Tussen twee paadjes die naar de Heidetuin lopen,
staan twee dwergconifeertjes Chamaecyparis lawsoniana 'Minima Aurea', deze groeit veel langzamer dan cham. laws, 'Minima Glauca'.
Op de volgende hoek staat, Juniperus x media 'P,fitzeriana',waarvan er twee geplant zijn, een op de Noordoostelijke hoek en een op de Zuidwestelijke hoek vande Heideuin.
We naderen nu de goudvissenvijver en zien op de voorste hoek als bodembedekker Genista sagittalis een gele kruipende struik. hiervan staan er meer in de rand van de vijver.
Pinus nigra 'Molette'een zaailing van Pinus nigra subsp. palasiana var. pyramidata de eerste conifeer op deze hoek is een uit het wild afkomstige pijnboom uit Turkije. Aan de andere kant staat in het gras, Calocedrus decurrens ook wel de "incense (wierook)cedar" genoemd.
Een van de westkust van de VS afkomstige van
nature prachtige slanke conifeer.

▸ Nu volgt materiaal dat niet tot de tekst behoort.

PR #645, opened 2026-08-21
fix(store): continue replicating remaining artifacts after per-entity failure

### LINKED ISSUE #625: bug: first failing artifact in Replicate permanently blocks all later artifacts in the group
## Description

`BasicReplicator.Replicate` in `internal/satellite/state/replicator.go` iterates a group's entities and returns on the first failure, so every entity after the failing one is skipped:

```go
desc, err := remote.Get(src, pullOpts...)
if err != nil {
    log.Error().Msgf("Failed to fetch image descriptor: %v", err)
    return err
}
```

The same pattern appears at the `remote.Write` call (line 171) and again in `DeleteReplicationEntity` (line 243).

On its own this would only skip the remainder of one cycle. What makes it permanent is the caller. `processGroupState` in `internal/satellite/state/state_process.go` (line 465) returns as soon as `Replicate` errors, so it never reaches the block at line 482 that records what was accomplished:

```go
f.stateMap[index].State = newState
f.stateMap[index].Entities = FetchEntitiesFromState(newState)
```

Because `stateMap[index].Entities` is left unchanged, the next cycle's `GetChanges` compares the fetched state against the same old entity set and rebuilds an identical replicate list in an identical order. It appends while ranging over `newEntites` (line 199), which preserves the order of the state artifact, so the run fails at the same entity again.

`DeleteReplicationEntity` has the same structure and runs before replication (line 459), so a single undeletable artifact blocks replication for the entire group rather than just part of it.

## Current Behavior

A group's state lists artifacts A, B, C, D, E, and C is unreachable, for example deleted upstream, a per-repository credential failure, or a malformed manifest.

- Cycle 1: A and B replicate. C fails. D and E are never attempted. State is not saved.
- Cycle 2 (default `@every 00h00m10s`, `examples/config.example.json` line 9): identical list, identical order. A and B are re-checked, C fails again, D and E are never attempted.
- Steady state: D and E never replicate, and the satellite re-walks the same prefix every ten seconds indefinitely.

A workload that requires E fails to start, and the cause is C, which is unrelated to it. Whether an artifact ever lands depends on its position in the list relative to a broken one. Satellites run at edge and air-gapped sites where this is hard to observe: the only signal is a log line repeating every ten seconds, and the artifacts that never arrive are silent.

## Expected Behavior

A failure on one artifact does not prevent the remaining artifacts in the group from being attempted. Failures are collected and reported together, and artifacts that already replicated successfully are not re-walked from the start of the list on every subsequent cycle.

## Steps to Reproduce

1. Create a group whose state artifact lists several artifacts, ordered so a broken one is not last, for example `a:latest`, `broken:latest`, `c:latest`.
2. Make the middle artifact unresolvable, for example by deleting `broken:latest` from the source registry after the state artifact is published.
3. Start the satellite and let the replication loop run.
4. `a:latest` is replicated, `broken:latest` logs `Failed to fetch image descriptor`, and `c:latest` is never attempted. The sequence repeats every cycle and `c:latest` never appears in the local registry.

## Proposed Fix

Collect per-entity errors inside `Replicate` and continue through the list, returning an aggregate via `errors.Join` once the loop completes, and do the same in `DeleteReplicationEntity`. `processGroupState` can then decide whether partial progress should be committed to `stateMap` and persisted.

This pattern already exists in the repository. `ApplyCRIConfigs` in `internal/satellite/container_runtime/detect-cri.go` is documented as "Errors are collected per-CRI rather than failing on the first error", and the direct-delivery block inside `processGroupState` itself (line 471) logs its failures as warnings and continues. Replication is the outlier, including within the same function.

Harshitaakri:
- Relates to: #625

## Description

Both store implementations (`RegistryStore.Replicate` in `registry.go`, `OCIStore.Replicate` in `oci.go`) abort the entire replication run on the first per-entity error. This converts per-entity failures to warn-and-continue with `errors.Join`, so partial failure is reported to the caller while remaining artifacts are still replicated.

**Precedent:** `DirectDeliverer` (`state/direct_delivery.go`) already warn-and-continues per entity.

**Design choice:** continue + `errors.Join` so partial failure is still reported to the caller. `DirectDeliverer` currently logs and returns nil — question for maintainers: should all three paths converge on join-and-return or warn-and-nil?

**Scope note:** `Delete()` has the same abort pattern in both stores; deliberately deferred to keep this diff reviewable. On partial failure the caller (`processGroupState`) doesn't advance its recorded state, so the next cycle retries the full set — but already-replicated artifacts short-circuit on the stores' digest up-to-date check (`remote.Head` in `RegistryStore`, `Resolve` in `OCIStore`), so only failed entities do real work. Persisting partial progress in `processGroupState` (#625) would save those HEAD checks and is follow-up scope.

## Additional context

This PR does not use `Fixes #625` because the linked issue also requires the deletion path and `processGroupState` changes, which are out of scope here.

Note: `Delete` failure at `state_process.go:465` returns before `Replicate` runs — so with `Delete` deliberately unfixed here, one bad delete still blocks a group's entire replication. That's the sharpest justification for the Delete follow-up.

## Summary by CodeRabbit

* **Improvements**
  * Replication now processes multiple artifacts concurrently, improving throughput while maintaining controlled resource usage.

* **Bug Fixes**
  * Replication continues processing remaining artifacts when individual artifacts encounter validation, resolution, retrieval, or copy errors.
  * Successfully processed artifacts are preserved even when another artifact fails.
  * Replication reports encountered errors together with clearer artifact-specific details.
  * Context cancellation continues to stop replication immediately.

* **Tests**
  * Added coverage confirming valid artifacts are preserved when another artifact is unavailable.

### DIFF
--- a/internal/satellite/store/registry.go
+++ b/internal/satellite/store/registry.go
@@ -3,6 +3,7 @@ package store
 import (
 	"context"
 	"crypto/tls"
+	"errors"
 	"fmt"
 	"net/http"
 
@@ -63,6 +64,7 @@ func (r *RegistryStore) Replicate(ctx context.Context, replicationEntities []Art
 		}
 	}
 
+	var errs []error
 	for _, entity := range replicationEntities {
 		// Check context cancellation before processing each image
 		select {
@@ -73,7 +75,9 @@ func (r *RegistryStore) Replicate(ctx context.Context, replicationEntities []Art
 		}
 
 		if err := entity.validate(); err != nil {
-			return err
+			log.Warn().Err(err).Str("entity", entity.Name).Msg("Skipping entity: validation failed")
+			errs = append(errs, fmt.Errorf("validate entity %s: %w", entity.Name, err))
+			continue
 		}
 
 		srcRef := r.source.reference(entity, entity.sourceIdentifier())
@@ -81,25 +85,31 @@ func (r *RegistryStore) Replicate(ctx context.Context, replicationEntities []Art
 
 		src, err := name.ParseReference(srcRef, nameOpts...)
 		if err != nil {
-			return fmt.Errorf("parse source ref %s: %w", srcRef, err)
+			log.Warn().Err(err).Str("entity", entity.Name).Str("ref", srcRef).Msg("Skipping entity: failed to parse source ref")
+			errs = append(errs, fmt.Errorf("parse source ref %s: %w", srcRef, err))
+			continue
 		}
 
 		dst, err := name.ParseReference(dstRef, nameOpts...)
 		if err != nil {
-			return fmt.Errorf("parse dest ref %s: %w", dstRef, err)
+			log.Warn().Err(err).Str("entity", entity.Name).Str("ref", dstRef).Msg("Skipping entity: failed to parse dest ref")
+			errs = append(errs, fmt.Errorf("parse dest ref %s: %w", dstRef, err))
+			continue
 		}
 
 		// Lazy fetch: only the manifest is downloaded, no layer data yet
 		desc, err := remote.Get(src, pullOpts...)
 		if err != nil {
-			log.Error().Msgf("Failed to fetch image descriptor: %v", err)
-			return err
+			log.Warn().Err(err).Str("entity", entity.Name).Str("ref", srcRef).Msg("Skipping entity: failed to fetch image descriptor")
+			errs = append(errs, fmt.Errorf("fetch image descriptor %s: %w", entity.Name, err))
+			continue
 		}
 
 		img, err := desc.Image()
 		if err != nil {
-			log.Error().Msgf("Failed to resolve image: %v", err)
-			return err
+			log.Warn().Err(err).Str("entity", entity.Name).Msg("Skipping entity: failed to resolve image")
+			errs = append(errs, fmt.Errorf("resolve image %s: %w", entity.Name, err))
+			continue
 		}
 
 		// Lazy OCI conversion, no data materialized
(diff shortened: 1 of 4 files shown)


internal/satellite/store/registry.go
```diff
@@ -130,13 +144,14 @@ func (r *RegistryStore) Replicate(ctx context.Context, replicationEntities []Art
...
-			return err
+			log.Warn().Err(err).Str("entity", entity.Name).Msg("Skipping entity: failed to replicate image")
+			errs = append(errs, fmt.Errorf("replicate image %s: %w", entity.Name, err))
+			continue
 		}
 		log.Info().Msgf("Image %s replicated successfully", entity.Name)
 	}
 
-	return nil
+	return errors.Join(errs...)
```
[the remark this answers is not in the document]
Harshitaakri: Good catch — this is the same concern flagged in the PR description under "Open question: join vs nil."

The current behavior: `errors.Join(errs...)` returns non-nil when any entity fails → `state_process.go:471` early-returns → `DirectDeliverer.Deliver` at `:477` never runs for the successfully-replicated artifacts in that cycle.

This is intentional for now — the caller's next cycle retries the full set, and each store's digest check (`remote.Head` / `target.Resolve`) short-circuits artifacts that already landed, so they're not re-pulled. But the delivery delay for the successful subset is real.

The fix belongs in `processGroupState` (separating replication errors from the deliver gate), tracked in #625. Changing the return here would hide partial failures from the caller, which is worse.

internal/satellite/store/registry.go
```diff
@@ -63,6 +64,7 @@ func (r *RegistryStore) Replicate(ctx context.Context, replicationEntities []Art
 		}
 	}
 
+	var errs []error
 	for _, entity := range replicationEntities {
```
bupd, line 96: this line should be fixed with queue. instead of a for loop and should be dispatched to goroutines.

bupd (changes requested):
Thanks for your contribution @Harshitaakri 

I have suggested changes please update

internal/satellite/store/registry.go
Harshitaakri: Good call!
Refactored in `97c3f37`. The replication loop now dispatches entities through a channel to a pool of 5 concurrent worker goroutines. Each worker picks entities off the queue and calls `replicateEntity `independently. Errors are collected via a mutex-protected slice and joined at the end, so partial failures still report correctly. Context cancellation stops dispatching and drains in-flight workers.

Note: `OCIStore.Replicate` is kept sequential intentionally. It holds a mutex because the OCI layout store isn't safe for concurrent writes.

Op de andere hoek staat picea glauca 'Conica' als oude moerplant geplant.
Forsythia x intermedia een hybride tussen F,suspensa en F, viridissima.Snelgroeiende struik tot 2,5 m hoog.
bloemen diepgeel, in overvloedige groepen langs de takken.

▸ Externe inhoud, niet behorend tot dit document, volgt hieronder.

PR #648, opened 2026-08-22
feat: Add generic OCI store interface by replacing Zot with ORAS

### LINKED ISSUE #646: feat: Add generic OCI store interface by replacing Zot with ORAS
# Overview

Harbor Satellite currently depends on Zot as the default storage backend for caching and replicating OCI images. This dependency introduces an embedded registry where the core requirement is only to persist and transfer OCI content.

Replace Zot with an ORAS-based storage layer that stores artifacts directly in a local OCI image layout. The design should also introduce a backend-agnostic store interface so replication workflows can operate consistently with either local OCI storage or a user-provided remote registry.

## Problem

Using Zot as an internal storage layer adds unnecessary operational and architectural complexity:

- Satellite must manage an embedded registry process, configuration, lifecycle, and health solely to retain replicated artifacts.
- Storage behavior is coupled to Zot-specific registry semantics instead of the OCI content model.
- Local caching requires a running registry service even though an OCI-compliant filesystem layout is sufficient.
- Replication logic does not have a clear abstraction separating source artifact references, destination repositories, authentication, and storage implementation.
- Source and destination repository paths can become coupled, causing source namespaces to leak into destination references during remote-to-remote replication.
- Registry repositories may be empty or contain multiple path segments, so references cannot assume a fixed `<project>/<image>` structure.
- Supporting alternative storage backends would require replication workflows to understand backend-specific details.

These limitations make the current implementation harder to maintain and restrict future work described by the transparent OCI registry proxy ADR.

## Solution

Introduce a generic OCI store abstraction that exposes only the operations required by Satellite, including artifact replication and deletion.

Provide two implementations:

- A local OCI store backed by `oras-go` and its `content/oci` package. It should pull content from a remote registry and persist manifests, configurations, and layers in a standards-compliant OCI image layout on the local filesystem.
- A registry store for BYO registry deployments. It should preserve the existing remote-registry workflow while supporting remote-to-remote OCI artifact replication.

Model source and destination registry settings independently, including endpoint, repository path, credentials, transport security, and plain HTTP behavior. Artifact metadata should identify the mandatory image name and optional repository path, tag, or digest without assuming registry-specific project structures.

Reference construction must correctly support:

- Registries with no repository prefix.
- Single-level and multi-level repository paths.
- Tag-based and digest-based source references.
- Independent source and destination namespaces.
- Destination tags that differ from the source digest.
- Authentication scoped to the corresponding source or destination registry.

The resulting design should remove Zot from Satellite’s storage path, retain the current replication flow, keep existing Crane usage where still required, and provide an extensible boundary for future local or remote OCI storage implementations.

vg006:
# Overview

- Fixes: #646

## Description

- Replaces Zot with an ORAS-backed local OCI image-layout store.
- Renames the satellite registry package to `store` and introduces backend-agnostic replication and deletion interfaces.
- Adds local OCI and BYO remote-registry store implementations.
- Separates source and destination registry endpoints, repository paths, credentials, and artifact references.
- Supports empty or multi-level repository paths and tag- or digest-based replication.
- Updates satellite state processing, configuration, dependencies, tests, and deployment examples for the new storage model.
- Adds a test utility for validating remote-to-local and remote-to-remote replication.

## Additional context

Crane remains in use where currently required. This PR focuses only on removing Zot and establishing the ORAS-based storage abstraction; transparent proxy behavior from the ADR is outside its scope.

<a href="https://cubic.dev/pr/container-registry/harbor-satellite/pull/648?utm_source=github" target="_blank" rel="noopener noreferrer" data-no-image-dialog="true"><picture><source media="(prefers-color-scheme: dark)" srcset="https://www.cubic.dev/buttons/review-in-cubic-dark.svg"><source media="(prefers-color-scheme: light)" srcset="https://www.cubic.dev/buttons/review-in-cubic-light.svg">Review in cubic</picture></a>


bupd (approved):
/lgtm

Aan de basis is de bloemkroon buisvormig vergroeid en heeft stervormige lobben.
Enkele cultivars zijn: 'Beatrix Farrand', diep kanariegeel,
erg groot meestal 2,5 cm. middellijn, rijk en dicht bloeiend.
'Lynwood: Bloemen met goed gele,brede kroonbladeren; mooie vorm.
'Spectabilis': Bloemen groot, goed geel, bloei is overvloedig.